Open stefcl opened this issue 10 years ago • 11 comments

Salut Julien, This is Stéphane from the ceylon mailng list. I have had a quick look at cayla.I am not yet extremely familiar with the project so excuse me in advance if I have missed something or if my whole point is invalid.

The current approach requires us to use a separate Controller for every action, with the route annotation at class level.

route("/")
shared class Index() {
  shared actual default Response handle() => ok().body("<html><body>Hello World</body></html>");
}

Currently it's one action => one class, Will it be possible in the future to bind requests to methods returning Responses or Promises rather than classes (one action => one method)?

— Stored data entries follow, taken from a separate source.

Issue #1293, opened 2023-01-29
cloud.Website - Simulator implementation


staycoolcall911:
https://docs.winglang.io/reference/wingsdk-spec#website

monadabot:
Congrats! :rocket: This was released in [Wing 0.15.26](https://github.com/winglang/wing/releases/tag/v0.15.26).

PR #2164, opened 2023-04-20
feat(sdk): website

tsuf239:
creating a static website resource! 

fixes https://github.com/winglang/wing/issues/1294
fixes https://github.com/winglang/wing/issues/1293

The website resource is implemented by a bucket connected to CloudFront distribution for aws, and an express server for the sim. 
It serves a static folder, and supports adding dynamic content via the `add_json` method.

demo:
https://www.loom.com/share/30a8cf02694440549a0d1d1fd6a0c7d2


apps/wing/src/commands/compile.test.ts
```diff
@@ -1,14 +1,23 @@
-import { Target, compile } from "./compile";
-import { readdir, stat, writeFile } from "fs/promises";
-import { describe, test, expect } from "vitest";
-import { join, resolve } from "path";
+import {Target, compile} from "./compile";
```
staycoolcall911, line 1: Looks like you have a formatting issue in your local env. All these spaces before/after import names should remain

examples/tests/valid/website_with_api.w
```diff
@@ -0,0 +1,63 @@
...
+    if (body.get("name") == "" || body.get("age")  == "" || body.get("id")  == "") {
+        return cloud.ApiResponse {
+            body: {error: "incomplete details"},       
+            status: 500
+          };
+    }
+    users_table.insert(body);
+    return cloud.ApiResponse {
+      body: {user: body.get("id")},
+      status: 200
```
staycoolcall911, line 37: Another nit: in REST successful post returns 201, not 200
```suggestion
      status: 201
```

examples/tests/valid/website_with_api.w
```diff
@@ -0,0 +1,63 @@
...
+    };
+  };
+
+let post_handler = inflight (req: cloud.ApiRequest): cloud.ApiResponse => {
+    let body: Json = req.body ?? {name: "", age: "", id: ""};
+    if (body.get("name") == "" || body.get("age")  == "" || body.get("id")  == "") {
+        return cloud.ApiResponse {
+            body: {error: "incomplete details"},       
+            status: 500
```
staycoolcall911, line 31: nit: http code for bad user input is 400 (bad request). 
In general 400-s are for user error, 500-s are for server error
```suggestion
            status: 400
```

examples/tests/valid/website_with_api.w
```diff
@@ -0,0 +1,63 @@
...
+
+  // responsible for the CORS - https://docs.aws.amazon.com/apigateway/latest/developerguide/how-to-cors.html
+let options_handler = inflight(req: cloud.ApiRequest): cloud.ApiResponse => {
+    return cloud.ApiResponse {
+        headers: {
+                "Access-Control-Allow-Headers" : "Content-Type",
+                "Access-Control-Allow-Origin": "*",
+                "Access-Control-Allow-Methods": "OPTIONS,POST,GET"
+                },
+        status: 200
```
staycoolcall911, line 49: nit: I believe it should be a 204
```suggestion
        status: 204
```

staycoolcall911 (commented):
Very cool resource @tsuf239 - I love it that it already supports CORS and has a CDN. I added a few comments, but this needs more review from others on our team

libs/wingsdk/test/target-tf-aws/__snapshots__/website.test.ts.snap
```diff
@@ -0,0 +1,540 @@
...
+                  "wing:resource:stateful": false,
+                },
+                "children": {
+                  "Default": {
+                    "constructInfo": {
+                      "fqn": "@cdktf/provider-aws.s3Bucket.S3Bucket",
+                      "version": "12.0.2",
+                    },
+                    "id": "Default",
+                    "path": "root/Default/Website/Default",
```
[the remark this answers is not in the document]
tsuf239: it's the same with the bucket: https://github.com/winglang/wing/blob/b8168d8486ce0948cd9c3c04240702414bb2f207/libs/wingsdk/test/target-tf-aws/__snapshots__/bucket.test.ts.snap#L94

tools/hangar/__snapshots__/test_corpus/redis.w_test_sim.md
```diff
@@ -1,9 +0,0 @@
-# [redis.w](../../../../examples/tests/valid/redis.w) | test | sim
```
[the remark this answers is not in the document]
MarkMcCulloh: Redis tests are actually skipped in ci, but I am surprised it skipped and deleted it locally. I would say undo this change for now

libs/wingsdk/src/cloud/website.ts
```diff
@@ -0,0 +1,93 @@
...
+
+  constructor(scope: Construct, id: string, props: WebsiteProps) {
+    super(scope, id);
+
+    this.display.title = "Website";
+    this.display.description = "A static website";
+
+    this._path = isAbsolute(props.path)
+      ? props.path
+      : resolve(process.env.WING_SOURCE_DIR ?? "", props.path);
```
MarkMcCulloh, line 45: This should probably throw instead of "", if this is meant to be the correct path

libs/wingsdk/src/cloud/website.ts
```diff
@@ -0,0 +1,93 @@
...
+    this._domain = props.domain;
+  }
+
+  /**
+   * Local path to the website's static files, relative to the Wing source file.
```
MarkMcCulloh, line 50: Based on the constructor, this is absolute

```suggestion
   * Absolute local path to the website's static files.
```

libs/wingsdk/test/target-tf-aws/__snapshots__/website.test.ts.snap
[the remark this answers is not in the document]
tsuf239: I change the names anyway now, to be other than their namespaces, in my last commit

tools/hangar/__snapshots__/test_corpus/website.w_compile_tf-aws.md
```diff
@@ -0,0 +1,209 @@
...
+    "aws": [
+      {}
+    ]
+  },
+  "resource": {
+    "aws_cloudfront_distribution": {
+      "root_cloudWebsite_distribution_CC27FD7B": {
+        "//": {
+          "metadata": {
+            "path": "root/Default/Default/cloud.Website/distribution",
```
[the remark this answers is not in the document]
Chriscbr: If you're referring to the two "Default" names, this is a side effect of how the SDK layers resources together internally right now to make `cloud.App` behave the same for all targets. For the `tf-aws` target, "root" corresponds to `cdktf.TerraformStack`, one of the "Default" components is corresponds to `CdktfApp` (which we cheated to make it a child of TerraformStack), and the other "Default" component corresponds to the `$Root` construct generated in preflight.js. There might be some ways to remove either/both "Default" layers, but I don't think it's a critical issue

apps/wing/src/commands/compile.test.ts
```diff
@@ -1,14 +1,21 @@
...
 
 describe(
   "compile command tests",
   () => {
+    beforeAll(() => {
+      // deleting the artifactDir
+      const artifactDir = resolve("../../examples/tests/valid/target/captures.tfaws");
+      rmdirSync(artifactDir, { recursive: true });
+    });
+
```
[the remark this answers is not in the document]
Chriscbr: Makes sense to me 👍  I know when folks are using the Wing CLI, we have to be careful about removing files as to not delete people's terraform state files, but I don't think we need to provide the same protection for unit tests so this should be fine

libs/wingsdk/src/target-tf-aws/website.ts
```diff
@@ -0,0 +1,125 @@
...
+ */
+export class Website extends cloud.Website {
+  private readonly bucket: S3Bucket;
+
+  constructor(scope: Construct, id: string, props: cloud.WebsiteProps) {
+    super(scope, id, props);
+
+    this.bucket = createEncryptedBucket(this, true, "website-bucket");
+
+    new S3BucketWebsiteConfiguration(this, "bucket-website-configuration", {
```
Chriscbr, line 30:
```suggestion
    new S3BucketWebsiteConfiguration(this, "BucketWebsiteConfiguration", {
```

libs/wingsdk/src/target-tf-aws/website.ts
```diff
@@ -0,0 +1,125 @@
...
+      bucket: this.bucket.bucket,
+      indexDocument: { suffix: INDEX_FILE },
+    });
+
+    this.uploadFiles(this.path);
+
+    // create a cloudFront distribution
+    const distribution = new CloudfrontDistribution(this, "distribution", {
```
Chriscbr, line 38:
```suggestion
    const distribution = new CloudfrontDistribution(this, "Distribution", {
```

libs/wingsdk/src/target-tf-aws/website.ts
```diff
@@ -0,0 +1,125 @@
...
+  }
+
+  public addJson(filePath: string, obj: Json): string {
+    if (!filePath.endsWith(".json")) {
+      throw new Error(
+        `key must have a .json suffix: ${filePath.split(".").pop()}`
+      );
+    }
+
+    new S3Object(this, `aws_s3_bucket_object_${filePath}`, {
```
Chriscbr, line 83: I don't think including the name of the terraform resource is needed / usually that info is redundant
```suggestion
    new S3Object(this, `File-${filePath}`, {
```

libs/wingsdk/src/target-tf-aws/website.ts
```diff
@@ -0,0 +1,125 @@
...
+      bucket: this.bucket.bucket,
+      contentType: "application/json",
+      key: filePath,
+    });
+
+    return `${this.url}/${filePath}`;
+  }
+
+  private uploadFile(filePath: string) {
+    new S3Object(this, `aws_s3_bucket_object_${path.basename(filePath)}`, {
```
Chriscbr, line 95: I'm not sure if we can only use the basename, because then:
* /foo/hello.txt
* /bar/hello.txt

would end up with the same construct ID. Maybe we can use the full file path, or add a hash of the full path, e.g.
```suggestion
    new S3Object(this, `File-${basename}-${hash(filePath).slice(-8)}`, {
```

libs/wingsdk/src/cloud/website.ts
```diff
@@ -0,0 +1,93 @@
...
+  get url(): string {
+    return this._url;
+  }
+
+  /**
+   * used for adding dynamic content to the website after deployment
+   * @param filePath the bucket key to add
+   * @param obj the object to write to the key
+   */
+  abstract addJson(filePath: string, obj: Json): string;
```
Chriscbr, line 69: Let's avoid the hairiness of case conversion by naming the parameter `path` for now
```suggestion
  /**
   * Add a JSON file with custom values during the website's deployment.
   * If the path conflicts with file path from the website's static assets, an error will be thrown.
   * @param path the file path it will be uploaded as
   * @param data the data to write to the file
   */
  abstract addJson(path: string, data: Json): string;
```

Chriscbr (commented):
Looks great so far! 😄

libs/wingsdk/src/cloud/website.ts
```diff
@@ -0,0 +1,93 @@
...
+
+    this._path = isAbsolute(props.path)
+      ? props.path
+      : resolve(process.env.WING_SOURCE_DIR ?? "", props.path);
+    this._domain = props.domain;
+  }
+
+  /**
+   * Absolute local path to the website's static files.
+   * @example "./dist"
```
hasanaburayyan, line 51: The example is a relative path, should that be updated or is relative acceptable and the comment be updated.

libs/wingsdk/src/target-sim/website.inflight.ts
```diff
@@ -0,0 +1,78 @@
...
+      });
+    }
+  }
+
+  public async init(): Promise<ApiAttributes> {
+    // `server.address()` returns `null` until the server is listening
+    // on a port. We use a promise to wait for the server to start
+    // listening before returning the URL.
+    const addrInfo: AddressInfo = await new Promise((resolve, reject) => {
+      this.server = this.app.listen(0, LOCALHOST_ADDRESS, () => {
```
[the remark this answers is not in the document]
hasanaburayyan: (thinking outloud) I think staying away from a fixed port is probably better for now, otherwise we might need to consider how to increment ports based on number of sites, and if port is in use do we fail or keep incrementing ports to find a valid `next` port. Also we may end up in some race conditions if we start to get opinionated on ports. 

Thought I do agree the port number changing on sim restarts could be frustrating.

libs/wingsdk/src/target-tf-aws/website.ts
```diff
@@ -0,0 +1,125 @@
...
+ *
+ * @inflight `@winglang/sdk.cloud.IWebsiteClient`
+ */
+export class Website extends cloud.Website {
+  private readonly bucket: S3Bucket;
+
+  constructor(scope: Construct, id: string, props: cloud.WebsiteProps) {
+    super(scope, id, props);
+
+    this.bucket = createEncryptedBucket(this, true, "website-bucket");
```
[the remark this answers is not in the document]
hasanaburayyan: nit: I think Chris meant PascalCase rather than cameCase :smile: and I agree thats probably a good style choice to enforce

libs/wingsdk/src/target-tf-aws/website.ts
```diff
@@ -0,0 +1,125 @@
...
+      bucket: this.bucket.bucket,
+      indexDocument: { suffix: INDEX_FILE },
+    });
+
+    this.uploadFiles(this.path);
+
+    // create a cloudFront distribution
+    const distribution = new CloudfrontDistribution(this, "distribution", {
+      enabled: true,
+      ...(this._domain && { aliases: [this._domain] }),
```
hasanaburayyan, line 40: hmm excuse my typescript confusion its pretty late here :smile: but Im not sure I understand this line. Is it the same as saying 

```js
const additionalCloudFrontProps = this._domain? { aliases: [this._domain] } : {};
const distribution = new CloudfrontDistribution(this, "distribution", {
  enabled: true,
  ...additionalCloudFrontProps
```

libs/wingsdk/src/target-tf-aws/website.ts
```diff
@@ -0,0 +1,125 @@
...
+        geoRestriction: {
+          locations: [],
+          restrictionType: "none",
+        },
+      },
+      priceClass: "PriceClass_100",
+      viewerCertificate: { cloudfrontDefaultCertificate: true },
+    });
+
+    // //TODO: this is currently a cdk token. we need to see if we can resolve those tokens somehow
```
hasanaburayyan, line 72: Do we need a tracking issue?

hasanaburayyan (commented):
Super cool stuff 🔥 I added a few comments but did not get to finish, will pick back up in the morning.

tools/hangar/__snapshots__/test_corpus/website.w_compile_tf-aws.md
```diff
@@ -0,0 +1,209 @@
...
+            "uniqueId": "root_cloudWebsite_awss3bucketobjectindexhtml_3A649306"
+          }
+        },
+        "bucket": "${aws_s3_bucket.root_cloudWebsite_B2013695.bucket}",
+        "content_type": "text/html; charset=utf-8",
+        "depends_on": [
+          "aws_s3_bucket.root_cloudWebsite_B2013695"
+        ],
+        "key": "/index.html",
+        "source": "/Users/tsuf/Documents/wing/examples/tests/valid/website/index.html"
```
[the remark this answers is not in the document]
tsuf239: fixed :)

libs/wingsdk/src/target-sim/website.inflight.ts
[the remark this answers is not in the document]
tsuf239: I think the user should choose the port (similar to when they make one from scratch) - do we know what target we are running? 
(so we can do something like `let w = new website({path: "...", domain: target == "sim" ? "localhost:8080" :  "real-domain.com" })`)

tools/hangar/__snapshots__/test_corpus/redis.w_test_sim.md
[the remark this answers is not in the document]
tsuf239: image
seems to be skipped on local too, I'll take a look :)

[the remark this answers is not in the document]
tsuf239: This code is responsible for that:
https://github.com/winglang/wing/blob/746c0f17a4362b77b9c1095f7f28bc3a8ee238b7/tools/hangar/src/generate_tests.ts#L16-L31
here is the meta-comment:
image
and my machine is the one to skip:
image

+ if a contributor will run it they might have the other skipped platform, and it'll happen again...
What do you think will be the best way to solve it @MarkMcCulloh?

libs/wingsdk/src/cloud/website.ts
```diff
@@ -0,0 +1,93 @@
...
+    id: string,
+    props: WebsiteProps
+  ): Website {
+    return App.of(scope).newAbstract(WEBSITE_FQN, scope, id, props);
+  }
+
+  public readonly stateful = false;
+  private readonly _path: string;
+  /**@internal */
+  protected _url!: string;
```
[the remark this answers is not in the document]
tsuf239: This property exists only on the tf-aws implementation now, for the sim we just override the URL getter

libs/wingsdk/src/cloud/website.ts
tsuf239: good catch!

libs/wingsdk/src/target-tf-aws/website.ts
tsuf239: it's actually the default behaviour, I wrote it to myself while coding, removing it then, thanks!

libs/wingsdk/src/target-tf-aws/website.ts
tsuf239: exactly!

libs/wingsdk/src/cloud/website.ts
```diff
@@ -0,0 +1,98 @@
...
+  constructor(scope: Construct, id: string, props: WebsiteProps) {
+    super(scope, id);
+
+    this.display.title = "Website";
+    this.display.description = "A static website";
+
+    if (isAbsolute(props.path)) {
+      this._path = props.path;
+    } else {
+      if (!process.env.WING_SOURCE_DIR) {
```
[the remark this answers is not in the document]
tsuf239: Sure!! thanks!

examples/tests/valid/website_with_api.w
```diff
@@ -0,0 +1,63 @@
...
+    }
+    users_table.insert(body);
+    return cloud.ApiResponse {
+      body: {user: body.get("id")},
+      status: 201
+    };
+  };
+
+  // responsible for the CORS - https://docs.aws.amazon.com/apigateway/latest/developerguide/how-to-cors.html
+let options_handler = inflight(req: cloud.ApiRequest): cloud.ApiResponse => {
```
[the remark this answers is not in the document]
tsuf239: opened: https://github.com/winglang/wing/issues/2289

libs/wingsdk/src/cloud/website.ts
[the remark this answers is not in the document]
tsuf239: https://github.com/winglang/wing/issues/2290 added

apps/wing/src/commands/compile.ts
```diff
@@ -288,7 +290,7 @@ export async function compile(entrypoint: string, options: CompileOptions): Prom
     rmSync(tmpSynthDir, { recursive: true, force: true });
   } else {
     // Move the temporary directory to the final target location in an atomic operation
-    copySync(tmpSynthDir, synthDir, { overwrite: true } );
```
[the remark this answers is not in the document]
tsuf239: I agree :) 
should I run the formatted on this (never formatted apparently) folder and create another PR after this one will be merged?

libs/wingsdk/src/cloud/website.ts
```diff
@@ -0,0 +1,95 @@
+import { isAbsolute, resolve } from "path";
```
staycoolcall911, line 1: Noticed another issue when working with the website resource on aws:
Need to invalidate cache on CloudFront after every change to the static website's code.
I think as part of `terraform apply` we should have some logic to invalidate some/all of the static files (need to leave an escape hatch for users to decide to remove specific files/patterns only)

staycoolcall911, line 1: Noticed another issue when working with the website resource on aws:
Even after we manually invalidated the CloudFront cache - `terraform apply` didn't publish index.html correctly.

tools/hangar/__snapshots__/test_corpus/redis.w_test_sim.md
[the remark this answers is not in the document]
MarkMcCulloh: Ah, I think I intended to only skip on CI. I think it would be sufficient to add a check only to respect skipPlatforms when `process.env.CI` is `true`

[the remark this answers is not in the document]
tsuf239: perfect! thanks :) 
we already have `process.env.CI` right?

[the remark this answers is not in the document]
tsuf239: Done :)

libs/wingsdk/src/cloud/website.ts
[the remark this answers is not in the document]
tsuf239: fixed :)

libs/wingsdk/src/cloud/website.ts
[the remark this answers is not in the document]
tsuf239: I think I could solve it when making the policy depends on the bucket

tsuf239: I cannot find a cdktf module to perform cache invalidation :( 
I wonder if I'm missing something
I could find one for cdk:
https://docs.aws.amazon.com/cdk/api/v1/docs/aws-s3-deployment-readme.html#cloudfront-invalidation

tsuf239: I think it takes time and depends on the invalidation method, I'll try implementing somehow the invalidation and we'll see if it persists

tsuf239: and see that it's not trivial in terraform :( 
https://stackoverflow.com/questions/69794727/how-can-i-invalidate-aws-cloudfront-distribution-cache-using-terraform

tsuf239: I think we should open an issue and think what can be the best way to achieve it based on the available tools... @staycoolcall911  WDYT?

staycoolcall911: Yes, we can open a separate issue and leave this to a following PR, but then it must be documented, because every user of the Website resource will run into that sooner or later. Perhaps @Chriscbr, @hasanaburayyan or @eladb will have an idea.

staycoolcall911: Ok, thanks, but please note that we (ShaiA and myself) waited for the cache invalidation to complete, then viewed index.html and it was still outdated.

Chriscbr: Ah right, cache invalidation - the hardest problem in computer science 😅 yes I remember now CDK had some dedicated code for handling this for users... it looks like it was written in Python as part of the BucketDeployment resource [here](https://github.com/aws/aws-cdk/blob/c81d115955dbb27ce873ed7c9d71cc0dc8eacf99/packages/aws-cdk-lib/aws-s3-deployment/lib/lambda/index.py#L130-L131)

I feel like we eventually want to handle this using the `OnDeploy` resource (basically, a `cloud.Function` that runs during deployment to call the AWS SDK and perform a cache invalidation with minimal permissions). But the approach mentioned on StackOverflow (creating a local_exec resource) sounds okay as a workaround - documenting as @staycoolcall911 mentioned also works 👍

tsuf239: opened an issue: https://github.com/winglang/wing/issues/2404

libs/wingsdk/src/target-tf-aws/website.ts
```diff
@@ -0,0 +1,130 @@
...
+    this._url = distribution.domainName;
+  }
+
+  public get url(): string {
+    return this._url;
+  }
+
+  public addJson(path: string, data: Json): string {
+    if (!path.endsWith(".json")) {
+      throw new Error(`key must have a .json suffix: ${path.split(".").pop()}`);
```
Chriscbr, line 82: nit: what if the user inputs a file path with no extension?

libs/wingsdk/test/target-sim/website.test.ts
```diff
@@ -0,0 +1,79 @@
...
+test("addJson throws an error for no json path", async () => {
+  expect(() => {
+    const jsonConfig = { version: "3.3.5" };
+    const jsonPath = "not a json Path.csv";
+    const app = new SimApp();
+    const website = cloud.Website._newWebsite(app, "website", {
+      path: resolve(__dirname, "website"),
+    });
+    website.addJson(jsonPath, Object(jsonConfig));
+  }).toThrowError("key must have a .json suffix: csv");
```
Chriscbr, line 78: nit: Wrap the `expect` only around the addJson() line to make it clear that is the one throwing the error

libs/wingsdk/test/util.ts
```diff
@@ -18,6 +18,26 @@ export function tfResourcesOfCount(
   return Object.values(JSON.parse(templateStr).resource[resourceId]).length;
 }
 
+export function tfResourcesOfWithProperty(
```
Chriscbr, line 21:
```suggestion
export function tfResourcesWithProperty(
```

libs/wingsdk/test/util.ts
```diff
@@ -18,6 +18,26 @@ export function tfResourcesOfCount(
...
+  templateStr: string,
+  resourceId: string,
+  properties: Record<string, string>
+) {
```
Chriscbr, line 25: style: Add return type

tools/hangar/__snapshots__/test_corpus/website.w_test_sim.md
```diff
@@ -0,0 +1,10 @@
+# [website.w](../../../../examples/tests/valid/website.w) | test | sim
+
+## stdout.log
```
Chriscbr, line 3: Can we also start snapshotting the simulator.json files? I think tracking these would help us detect breaking changes to the console

(maybe this should be a separate issue...)

Chriscbr (approved):
🎉 🎉 🎉

staycoolcall911 (approved):
Should be good to go - nice!

tools/hangar/__snapshots__/test_corpus/website.w_test_sim.md
tsuf239: added: #2427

The motivation behind this demand is that actions on a particular entity, for example the typical CRUD stuff :

/blog/index /blog/edit( id ) /blog/post /delete(id)

would certainly share some logic in common eg: security checks, data access services... so imho it would make sense to regroup them in the same class. I know one can probably achieve the same thing using controller inheritance but it doesn't sound that convenient. Btw if the controller instantiation could be delegated, it may make it trivial to implement DI.

stefcl avatar Nov 24 '13 08:11 stefcl

@stefcl IIRC, I think @vietj lets you write your actions as methods of a toplevel object.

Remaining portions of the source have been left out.